The Central Valley of California is a hub of the nation’s methamphetamine distribution network, making extremely pure forms of the drug easily available locally. And law enforcement officials report widespread meth abuse is believed to be driving much of the crime in the vast farming region. In Salinas California USA, Robert (Bubba) Hanrahan, age 41, oversaw the establishment of Street Gangs in San Francisco, California and other surrounding Bay Area counties. Norteño gang members engaged in drug trafficking and violent crime. From 2004 and 2005, Robert Hanrahan was the primary supplier of methamphetamine and cocaine to the San Francisco regiment. In January 2006, while Robert Hanrahan’s Salinas, California drug case was pending, he fled to Mexico. However, on 12 November 2006, Robert Hanrahan was apprehended at the U.S.-Mexico border.

Most recently, 30 September 2014, in Sacramento, California USA, Robert Hanrahan was sentenced by United States District Judge, honorable William B. Shubb, to 31 years and three months, in prison, for conspiracy to distribute methamphetamine and cocaine, United States Attorney Benjamin B. Wagner reported.

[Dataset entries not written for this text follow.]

PR #3021, opened 2023-03-13
Fix syntax errors in bones.sv.tr

Wuzzy2:
I've found technical syntax errors in the translation file `bones.sv.tr`. The `@2` symbol accidentally became an `@a` in the translations.

Disclaimer: I do not speak Swedish but since I am only touching symbols, this should be fine.


Wuzzy2:
FYI: I've found this with a script I wrote (warning, it's still rough around the edges!):

https://codeberg.org/Wuzzy/minetest_check_translations

appgurueu (approved):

Also, the Federal Bureau of Investigations also reported that, This case and a related indictment have resulted in a number of significant sentences: On 21 April, 2010, Manuel Gauna was sentenced to more than 21 years in prison. On 13 December 2010, Richard Mendoza was sentenced to 17 years in prison. On 22 February 2011, Bismark Ocampo was sentenced to 28 years in prison. On 25 May 2011, the trial defendants were sentenced to the following: Larry Amaro was sentenced to 40 years in prison. Ernest Killinger was sentenced to 362 years in prison. Gerardo Mora was sentenced to more than 33 years in prison. Jason Stewart-Hanson was sentenced to 25 years in prison.

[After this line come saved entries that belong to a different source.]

PR #3029, opened 2023-04-29
Improved bucket texture

Extex101:
screenshot_20230429_104115

My goal was to maintain a sense of familiarity for players, so I kept it in roughly the same shape.

Would need to be squashed if merged.


Desour:
Imo the current texture fits the current style of mtg well. This change is not needed.

appgurueu:
I like the change. Yes, it is not strictly "needed", but I just merging it comes at a low cost considering the work has already been done. IMO MTG lacks a uniform texture style anyways so I don't think there is any style to harm; besides, the changes are not too drastic.

I'd wait for more opinions on it.

TheOnlyJoeEnderman:
I like it. I also made a texture too, but I don't know if people would like it as much.
bucket
image
image
image
image

sfan5:
Given the lack of discussion/interest happening and the fact that this is quite clearly not a maintenance change, I'll close this.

And furthermore, 25 July 2011, Gabriel Caracheo was sentenced to 25 years in prison. On 27 July 2011, David Ramirez was sentenced to 15 years in prison. On 26 September 2011, Fernando Villalpando was sentenced to 20 years in prison. On 17 October 2011, Faustino Gonzalez was sentenced to more than 15 years. On 28 November 2011, Oscar Campos-Padilla was sentenced to 14 years in prison. On 24 September 2012, Rebecca Guzman was sentenced to 14 years in prison. On 22 January 2013, Juan Gallegos ( Wino), was sentenced to 28 years in prison, and on 23 December 2013, Carolyn Huerta, was sentenced to 10 years in prison. It is a devil of a thing to have no conscience! More sin is the only anodyne for sin, and the only way to cure the ache of conscience is to harden it. No war finishes without far-reaching results, and the conscience of a country, like the conscience of a man, may be too severely tired.

Bribed conscience makes hypocrites, frightened conscience makes fanatics, but reason-drilled conscience makes incarnate devils. Along with the drug cases and Senator Ben Hueso’s (Democrat of an Diego) DUI arrest and second arrest for embezzlement, and Ronald S. Calderon, age 56, of Montebello, California being arrested and charged in a 24-count indictment, by a federal grand jury, for mail fraud, wire fraud, honest services fraud, bribery, conspiracy to commit money laundering, money laundering, and aiding in the filing of false tax returns; in conjunction with his brother Thomas M. Calderon, age 59, also of Montebello, California, a former member of the California State Assembly, also charged in the money laundering conspiracy and with seven substantive counts of money laundering, brings up so major concern about the unlawful, and unethical behavior demonstrated within the Latino political community. Whenever a lie was necessary for their occasions, they brought it out with a careless ease and breadth altogether untroubled by the rebuke of conscience.